Quick Start Guide for the Intel® Xeon Phi™ Processor x200 Product Family

By Loc Q Nguyen,

Published:03/27/2015   Last Updated:09/27/2017


This document describes the process for taking the Intel® Xeon Phi™ processor from the point where the hardware has been received up to the point where the processor is ready to be used by the programmer.

This document does:

  • Provide a high level overview of the architecture of the processor, focusing on those parts of the architecture that differ from the other Intel® processors.
  • Provide configuration options specific to the Intel Xeon Phi processor.

This document does not:

  • Provide information on basic system administration.
  • Provide information on optimizing code for the Intel Xeon Phi processor.

Additional Documentation

Basic system architecture

The Intel® Xeon Phi™ x200 product family is the second-generation Intel Xeon Phi product. It is a many-core processor based on modern Intel Atom® microarchitecture with considerable High Performance Computing (HPC)-focused improvements. As shown in Figure 1, it has a maximum of 72 cores with 4 threads per core, giving a total of 288 CPUs as viewed by the operating system. The cores are laid out in units called tiles. Each tile contains a pair of cores, a shared L2 cache, and a hub connecting the tile to the interprocessor interconnect.

Figure 1. Intel® Xeon Phi™ processor architecture.

Major architectural innovations include the addition of on-package MCDRAM and clustering modes.
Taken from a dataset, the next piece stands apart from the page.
PR #865, opened 2019-02-24
Support GNU export-secret-subkeys extension

### LINKED ISSUE #251: Feature Request: Handle 'export-secret-subkeys' keyrings from GPG
It would be awesome to see OpenPGP.js support GPG's extension to PGP whereby you remove the private key to the master key of a keyring.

MCDRAM is high-bandwidth memory located in the same package as the processor. It can be configured in one of three modes: cache mode, flat mode, or hybrid mode. In cache mode, the MCDRAM is used as an L3 cache; in flat mode, it is used as additional addressable memory; in hybrid mode, a portion of each unit of MCDRAM is used as L3 cache with the remainder being used as additional addressable memory. The MCDRAM configuration is set at boot time and cannot be changed without a reboot.

When all or part of the MCDRAM is used as an L3 in-memory cache, access to the cache is transparent to software and requires no code modifications on the part of the user. When all or part of the MCDRAM is used as flat memory, it can be used transparently, as an extension of the DDR memory address space and/or non-transparently, by explicitly allocating space on the MCDRAM using hbwmalloc. If used transparently, there is no automatic performance gain. To get performance gains, software must be aware of the increased bandwidth of MCDRAM and use it effectively for bandwidth-critical data structures.

Clustering refers to dividing the available cores into contiguous blocks of cores, called clusters. The clustering mode affects the memory latency between the tiles and MCDRAM, and therefore affects performance. The three clustering modes are: Quadrant, Sub-NUMA, and All-to-All.

The default clustering mode is Quadrant. Quadrant mode, which divides the cores into four sections called quadrants and attempts to decrease intra-process communication time by keeping all threads of a single process close together, provides good overall performance and is transparent to the programmer. Sub-NUMA clustering mode, which attempts to increase memory performance by keeping shared memory accesses to MCDRAM closer to the quadrant where the request originated, offers the possibility of greater performance but requires software redesign to achieve it. All-to-All mode does not divide the cores into multiple clusters and is generally used only as a fail-safe mode.

The cluster mode is set at boot time and cannot be changed without rebooting. Both Quadrant and Sub-NUMA clustering modes require that the same number of equal capacity DIMMs be installed on each memory controller; if this condition is not met, All-to-All mode is automatically selected as a fall back.

New Instruction Set

The Intel Xeon Phi x200 product family uses the standard Intel® Architecture (IA) Instruction Set Architecture (ISA) that is similar to other Intel® processors, including 256-bit Intel® Advanced Vector Extensions (Intel® AVX) and Intel® Advanced Vector Extensions 2 (Intel® AVX2).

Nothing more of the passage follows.